**Task item**
Below are the records. Gather each line that holds "fetch".

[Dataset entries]
·····

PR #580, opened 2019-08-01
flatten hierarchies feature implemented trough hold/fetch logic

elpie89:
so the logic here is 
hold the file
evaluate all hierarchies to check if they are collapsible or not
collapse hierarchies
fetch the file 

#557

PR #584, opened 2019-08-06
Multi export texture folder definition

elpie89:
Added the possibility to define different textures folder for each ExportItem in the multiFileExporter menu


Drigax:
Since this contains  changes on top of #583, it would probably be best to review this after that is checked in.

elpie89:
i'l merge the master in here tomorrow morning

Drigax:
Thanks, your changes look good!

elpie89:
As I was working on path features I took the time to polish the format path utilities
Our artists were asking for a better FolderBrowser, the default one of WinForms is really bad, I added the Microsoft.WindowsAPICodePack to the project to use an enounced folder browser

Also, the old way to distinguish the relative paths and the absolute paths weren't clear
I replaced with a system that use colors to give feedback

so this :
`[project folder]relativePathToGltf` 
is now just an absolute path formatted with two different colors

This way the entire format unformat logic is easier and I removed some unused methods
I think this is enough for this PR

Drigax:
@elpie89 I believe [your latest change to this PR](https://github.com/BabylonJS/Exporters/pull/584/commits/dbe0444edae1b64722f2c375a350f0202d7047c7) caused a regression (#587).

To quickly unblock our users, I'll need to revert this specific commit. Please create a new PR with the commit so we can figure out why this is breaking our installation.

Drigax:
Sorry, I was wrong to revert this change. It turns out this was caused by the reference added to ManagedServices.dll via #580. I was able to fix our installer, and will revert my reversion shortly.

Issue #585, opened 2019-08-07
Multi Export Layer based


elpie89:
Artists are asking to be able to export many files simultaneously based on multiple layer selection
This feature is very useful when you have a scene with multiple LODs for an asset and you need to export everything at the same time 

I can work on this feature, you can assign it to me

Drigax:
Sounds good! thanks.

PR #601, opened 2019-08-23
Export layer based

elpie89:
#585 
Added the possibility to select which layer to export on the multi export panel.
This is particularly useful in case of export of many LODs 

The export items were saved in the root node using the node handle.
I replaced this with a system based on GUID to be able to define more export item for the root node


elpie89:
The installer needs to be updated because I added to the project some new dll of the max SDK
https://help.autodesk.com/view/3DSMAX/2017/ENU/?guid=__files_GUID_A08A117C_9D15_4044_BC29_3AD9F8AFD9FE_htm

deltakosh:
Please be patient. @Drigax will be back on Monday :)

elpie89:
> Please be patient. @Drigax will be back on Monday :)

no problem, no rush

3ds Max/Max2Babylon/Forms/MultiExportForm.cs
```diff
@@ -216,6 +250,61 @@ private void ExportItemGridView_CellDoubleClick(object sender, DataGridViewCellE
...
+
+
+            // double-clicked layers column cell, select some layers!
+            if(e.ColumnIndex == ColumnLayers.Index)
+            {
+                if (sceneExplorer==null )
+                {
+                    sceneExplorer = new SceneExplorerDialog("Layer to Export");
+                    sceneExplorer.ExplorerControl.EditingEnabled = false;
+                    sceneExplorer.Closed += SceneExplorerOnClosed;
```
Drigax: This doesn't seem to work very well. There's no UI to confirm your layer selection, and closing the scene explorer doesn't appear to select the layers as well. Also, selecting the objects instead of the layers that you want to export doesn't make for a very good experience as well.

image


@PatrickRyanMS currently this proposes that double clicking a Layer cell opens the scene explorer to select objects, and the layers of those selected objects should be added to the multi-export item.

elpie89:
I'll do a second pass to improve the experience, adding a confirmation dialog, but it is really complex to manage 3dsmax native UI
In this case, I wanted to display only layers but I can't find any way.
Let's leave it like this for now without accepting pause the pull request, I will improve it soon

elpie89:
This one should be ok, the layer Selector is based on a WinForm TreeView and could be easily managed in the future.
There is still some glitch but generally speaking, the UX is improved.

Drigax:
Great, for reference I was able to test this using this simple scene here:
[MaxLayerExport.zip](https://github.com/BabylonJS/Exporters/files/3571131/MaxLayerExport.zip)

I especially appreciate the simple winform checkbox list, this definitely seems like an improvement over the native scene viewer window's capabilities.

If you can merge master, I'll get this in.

·····

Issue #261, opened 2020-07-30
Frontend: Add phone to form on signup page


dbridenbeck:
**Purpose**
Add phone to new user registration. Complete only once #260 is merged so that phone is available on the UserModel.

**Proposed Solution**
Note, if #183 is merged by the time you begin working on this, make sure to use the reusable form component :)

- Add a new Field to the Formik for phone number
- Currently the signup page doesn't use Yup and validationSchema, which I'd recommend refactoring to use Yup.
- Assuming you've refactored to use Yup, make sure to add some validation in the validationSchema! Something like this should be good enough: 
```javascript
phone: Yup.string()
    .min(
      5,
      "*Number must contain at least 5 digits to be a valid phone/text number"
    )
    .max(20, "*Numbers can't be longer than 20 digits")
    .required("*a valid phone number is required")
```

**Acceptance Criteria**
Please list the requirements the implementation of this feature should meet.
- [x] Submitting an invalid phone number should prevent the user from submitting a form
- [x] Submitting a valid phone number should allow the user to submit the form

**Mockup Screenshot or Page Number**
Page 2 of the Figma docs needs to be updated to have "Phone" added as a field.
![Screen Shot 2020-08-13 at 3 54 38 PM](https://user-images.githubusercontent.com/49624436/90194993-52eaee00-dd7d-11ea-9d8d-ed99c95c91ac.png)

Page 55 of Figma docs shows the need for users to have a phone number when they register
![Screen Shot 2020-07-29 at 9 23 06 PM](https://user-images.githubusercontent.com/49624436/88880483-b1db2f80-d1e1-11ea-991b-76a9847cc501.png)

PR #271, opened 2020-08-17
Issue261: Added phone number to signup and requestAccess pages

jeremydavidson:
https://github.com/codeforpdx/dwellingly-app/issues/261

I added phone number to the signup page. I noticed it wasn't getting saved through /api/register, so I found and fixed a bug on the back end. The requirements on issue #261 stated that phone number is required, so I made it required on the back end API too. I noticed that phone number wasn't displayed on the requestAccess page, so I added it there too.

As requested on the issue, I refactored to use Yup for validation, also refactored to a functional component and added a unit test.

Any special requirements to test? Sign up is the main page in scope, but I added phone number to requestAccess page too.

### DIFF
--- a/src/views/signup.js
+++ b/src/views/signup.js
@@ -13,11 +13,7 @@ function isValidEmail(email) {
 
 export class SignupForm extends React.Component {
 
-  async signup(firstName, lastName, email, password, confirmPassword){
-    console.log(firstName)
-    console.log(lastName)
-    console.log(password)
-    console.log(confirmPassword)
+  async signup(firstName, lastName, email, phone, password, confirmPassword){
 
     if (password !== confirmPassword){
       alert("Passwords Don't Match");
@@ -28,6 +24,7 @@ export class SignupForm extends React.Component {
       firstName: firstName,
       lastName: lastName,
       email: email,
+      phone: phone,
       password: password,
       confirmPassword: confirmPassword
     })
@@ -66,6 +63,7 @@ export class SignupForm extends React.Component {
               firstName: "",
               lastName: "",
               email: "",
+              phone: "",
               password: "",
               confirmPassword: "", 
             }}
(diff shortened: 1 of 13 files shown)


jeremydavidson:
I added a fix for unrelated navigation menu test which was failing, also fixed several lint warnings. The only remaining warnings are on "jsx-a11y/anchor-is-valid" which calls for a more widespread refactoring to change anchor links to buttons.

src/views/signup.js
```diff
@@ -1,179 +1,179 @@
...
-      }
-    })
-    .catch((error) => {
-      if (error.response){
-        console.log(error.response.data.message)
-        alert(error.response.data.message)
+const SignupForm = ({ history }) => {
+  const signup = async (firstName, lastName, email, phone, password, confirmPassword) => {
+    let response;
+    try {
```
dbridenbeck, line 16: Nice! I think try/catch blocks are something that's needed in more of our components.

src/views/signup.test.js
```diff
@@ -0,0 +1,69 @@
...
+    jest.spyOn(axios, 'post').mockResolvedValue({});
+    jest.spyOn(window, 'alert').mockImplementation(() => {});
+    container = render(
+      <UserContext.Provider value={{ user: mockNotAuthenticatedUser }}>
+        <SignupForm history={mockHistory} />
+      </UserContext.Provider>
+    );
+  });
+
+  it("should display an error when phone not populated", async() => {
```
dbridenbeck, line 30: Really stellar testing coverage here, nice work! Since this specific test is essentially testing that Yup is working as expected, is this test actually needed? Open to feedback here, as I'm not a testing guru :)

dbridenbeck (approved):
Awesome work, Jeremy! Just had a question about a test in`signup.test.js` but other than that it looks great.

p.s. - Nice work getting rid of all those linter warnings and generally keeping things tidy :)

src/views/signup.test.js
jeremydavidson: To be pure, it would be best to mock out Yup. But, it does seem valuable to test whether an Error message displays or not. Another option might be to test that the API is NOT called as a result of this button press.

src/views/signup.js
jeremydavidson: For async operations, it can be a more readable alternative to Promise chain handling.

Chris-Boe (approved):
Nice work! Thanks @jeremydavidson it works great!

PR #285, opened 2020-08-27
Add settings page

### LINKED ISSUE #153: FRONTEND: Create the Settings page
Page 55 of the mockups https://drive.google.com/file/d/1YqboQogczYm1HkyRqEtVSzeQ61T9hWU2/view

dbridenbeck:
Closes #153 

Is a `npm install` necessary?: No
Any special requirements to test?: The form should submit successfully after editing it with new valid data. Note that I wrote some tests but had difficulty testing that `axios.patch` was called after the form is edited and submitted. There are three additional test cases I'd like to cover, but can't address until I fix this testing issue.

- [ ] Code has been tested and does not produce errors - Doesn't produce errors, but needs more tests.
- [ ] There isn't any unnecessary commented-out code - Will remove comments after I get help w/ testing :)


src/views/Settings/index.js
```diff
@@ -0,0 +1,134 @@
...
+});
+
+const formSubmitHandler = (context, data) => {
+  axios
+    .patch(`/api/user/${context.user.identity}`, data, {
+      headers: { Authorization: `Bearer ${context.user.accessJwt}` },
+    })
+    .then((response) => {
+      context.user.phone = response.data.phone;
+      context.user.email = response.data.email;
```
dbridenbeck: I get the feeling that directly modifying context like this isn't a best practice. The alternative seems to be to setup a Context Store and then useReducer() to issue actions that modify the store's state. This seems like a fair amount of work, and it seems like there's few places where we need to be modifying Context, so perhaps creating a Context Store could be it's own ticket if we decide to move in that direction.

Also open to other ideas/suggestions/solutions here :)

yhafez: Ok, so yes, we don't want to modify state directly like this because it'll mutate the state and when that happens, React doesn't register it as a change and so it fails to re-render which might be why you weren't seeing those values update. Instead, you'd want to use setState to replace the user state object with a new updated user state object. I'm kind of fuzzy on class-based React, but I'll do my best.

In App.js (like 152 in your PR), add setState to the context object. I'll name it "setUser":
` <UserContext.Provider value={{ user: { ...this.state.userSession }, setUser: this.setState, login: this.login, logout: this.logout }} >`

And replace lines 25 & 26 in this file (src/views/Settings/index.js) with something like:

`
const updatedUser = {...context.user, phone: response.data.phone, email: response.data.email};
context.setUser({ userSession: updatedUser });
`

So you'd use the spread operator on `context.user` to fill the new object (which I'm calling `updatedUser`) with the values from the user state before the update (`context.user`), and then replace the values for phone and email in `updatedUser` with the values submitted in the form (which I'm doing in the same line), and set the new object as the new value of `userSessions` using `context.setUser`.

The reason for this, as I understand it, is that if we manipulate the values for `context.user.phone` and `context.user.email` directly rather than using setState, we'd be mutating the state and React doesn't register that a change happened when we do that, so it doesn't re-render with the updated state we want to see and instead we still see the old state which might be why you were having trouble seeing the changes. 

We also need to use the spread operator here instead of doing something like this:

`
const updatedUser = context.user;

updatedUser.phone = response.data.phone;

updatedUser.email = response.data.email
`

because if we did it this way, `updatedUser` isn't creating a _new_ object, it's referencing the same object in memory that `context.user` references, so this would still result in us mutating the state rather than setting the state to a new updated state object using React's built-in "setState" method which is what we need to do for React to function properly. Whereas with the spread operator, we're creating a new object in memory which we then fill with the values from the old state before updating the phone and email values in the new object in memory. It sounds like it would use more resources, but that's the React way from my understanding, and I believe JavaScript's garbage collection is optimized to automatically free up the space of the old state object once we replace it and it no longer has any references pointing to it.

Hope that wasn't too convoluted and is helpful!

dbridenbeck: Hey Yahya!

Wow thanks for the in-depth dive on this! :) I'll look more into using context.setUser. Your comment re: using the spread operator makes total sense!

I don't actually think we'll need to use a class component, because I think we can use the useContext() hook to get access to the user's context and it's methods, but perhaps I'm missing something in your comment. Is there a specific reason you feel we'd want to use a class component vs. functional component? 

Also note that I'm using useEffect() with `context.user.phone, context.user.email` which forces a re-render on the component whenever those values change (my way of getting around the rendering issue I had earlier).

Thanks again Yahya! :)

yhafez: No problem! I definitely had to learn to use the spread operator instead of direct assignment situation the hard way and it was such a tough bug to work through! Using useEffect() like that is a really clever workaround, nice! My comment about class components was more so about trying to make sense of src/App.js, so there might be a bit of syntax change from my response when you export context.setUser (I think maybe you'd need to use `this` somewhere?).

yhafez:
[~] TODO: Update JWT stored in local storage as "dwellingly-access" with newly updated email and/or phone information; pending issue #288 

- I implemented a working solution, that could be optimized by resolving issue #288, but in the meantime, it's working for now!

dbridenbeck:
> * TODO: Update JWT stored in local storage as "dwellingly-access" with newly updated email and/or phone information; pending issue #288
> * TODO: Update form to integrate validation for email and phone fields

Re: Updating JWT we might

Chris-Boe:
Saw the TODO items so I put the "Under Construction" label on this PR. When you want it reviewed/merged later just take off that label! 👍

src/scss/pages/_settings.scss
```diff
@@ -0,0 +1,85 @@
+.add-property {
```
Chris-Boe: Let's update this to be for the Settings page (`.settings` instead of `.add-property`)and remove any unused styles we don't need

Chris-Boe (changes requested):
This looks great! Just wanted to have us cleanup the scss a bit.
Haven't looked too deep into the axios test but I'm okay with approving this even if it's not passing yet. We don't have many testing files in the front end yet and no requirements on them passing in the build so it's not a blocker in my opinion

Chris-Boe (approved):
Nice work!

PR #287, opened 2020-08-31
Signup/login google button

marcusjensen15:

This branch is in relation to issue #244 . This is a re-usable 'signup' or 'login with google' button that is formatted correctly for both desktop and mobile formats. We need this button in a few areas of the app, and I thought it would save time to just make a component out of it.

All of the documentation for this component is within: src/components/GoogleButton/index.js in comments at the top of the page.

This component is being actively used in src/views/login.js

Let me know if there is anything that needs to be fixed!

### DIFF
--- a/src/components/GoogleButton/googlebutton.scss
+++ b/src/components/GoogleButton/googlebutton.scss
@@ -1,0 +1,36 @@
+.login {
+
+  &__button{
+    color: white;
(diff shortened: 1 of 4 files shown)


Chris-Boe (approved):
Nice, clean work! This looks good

·····

**Result of the task**
flatten hierarchies feature implemented trough hold/fetch logic
fetch the file 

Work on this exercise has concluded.